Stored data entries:
PR #381, opened 2020-10-31
Misc changes

AdamWillden:
Some changes in preparation of the HUD update - to keep existing unrelated changes separate.

### DIFF
--- a/cl_dll/c_playerresource.h
+++ b/cl_dll/c_playerresource.h
@@ -11,7 +11,6 @@
 #pragma once
 #endif
 
-#include "shareddefs.h"
 #include "const.h"
 #include "c_baseentity.h"
 #include <igameresources.h>
--- a/dlls/ff/ff_player.cpp
+++ b/dlls/ff/ff_player.cpp
@@ -494,10 +494,6 @@ ConCommand cc_CreatePredictionError( "CreatePredictionError", cc_CreatePredictio
 // --------------------------------------------------------------------------------
 CFFPlayer::CFFPlayer()
 {
-#ifdef FF_BETA_TEST_COMPILE
-	CBaseEntity *p = NULL;
-	p->Activate();
-#else
 	m_PlayerAnimState = CreatePlayerAnimState( this, this, LEGANIM_9WAY, true );
 
 	UseClientSideAnimation();
@@ -613,8 +609,6 @@ CFFPlayer::CFFPlayer()
 
 	m_recentAttackers.Purge();
 	//m_iStatsID = -1;
-
-#endif // FF_BETA_TEST_COMPILE
 }
 
 CFFPlayer::~CFFPlayer()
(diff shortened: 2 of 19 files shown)


AdamWillden:
These were just minor changes I did along the way. I may have a secondary PR to this but need investigation first.

cl_dll/c_playerresource.h
```diff
@@ -1,4 +1,4 @@
-//========= Copyright � 1996-2005, Valve Corporation, All rights reserved. ============//
```
squeek502: ?

dlls/ff/ff_player.cpp
```diff
@@ -1708,15 +1666,10 @@ void CFFPlayer::SetupClassVariables()
 	}
 
 	ClearSpeedEffects();
-
-	// clear recent attacker (kill assist) info
-	m_recentAttackers.Purge();
```
squeek502, line 1713: This looks relevant on first glance--why is it removed here?

game_shared/ff/ff_utils.cpp
```diff
@@ -250,76 +250,57 @@ const char *FF_GetDefaultWeapon( const char *classname )
...
+			innerCol = ColorFade( iAmount, iYellow, iGreen, INTENSITYSCALE_COLOR_YELLOW, INTENSITYSCALE_COLOR_GREEN );
+		else
+			innerCol = INTENSITYSCALE_COLOR_GREEN;
 	}
+	else
+	{
+		innerCol = INTENSITYSCALE_COLOR_DEFAULT;
+	}
+
+	return *new Color(innerCol.r(), innerCol.g(), innerCol.b(), iAlpha);
```
squeek502: Not specific to this PR since it was doing this previously as well, but won't this leak the Color? Why isn't this just returning a stack-allocated Color?

AdamWillden: I will address none the less if I figure out what it is that needs to change. Didn’t look too closely at the time. I’ll ask if I’m unsure

dlls/ff/ff_player.cpp
AdamWillden: Rebase conflict accident I suspect

cl_dll/c_playerresource.h
AdamWillden: I will restore this and other instances I see

game_shared/ff/ff_utils.cpp
squeek502: Should be as simple as

```suggestion
	return Color(innerCol.r(), innerCol.g(), innerCol.b(), iAlpha);
```

AdamWillden: Cool, I’ve not done C++ since my last development 10years ago. So the oddities of it are lost on me after years of C# and JavaScript

dlls/ff/ff_player.cpp
AdamWillden: Not sure why this isn't showing as outdated...

game_shared/ff/ff_utils.cpp
AdamWillden: @squeek502 fixed in commit https://github.com/fortressforever/fortressforever/pull/381/commits/010e5a5af60ccef3c071d4f696893c8a2723cae3

AdamWillden:
@squeek502 all issues fixed in their relevant commits except the new commit https://github.com/fortressforever/fortressforever/pull/381/commits/010e5a5af60ccef3c071d4f696893c8a2723cae3 

Nothing else added or changed.

squeek502 (approved):
Looks good. :+1:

PROBLEM REQUIREMENTS: On how many lines above does the word "relevant" appear? Answer with that figure only.

RESULT OF THIS EXERCISE: 2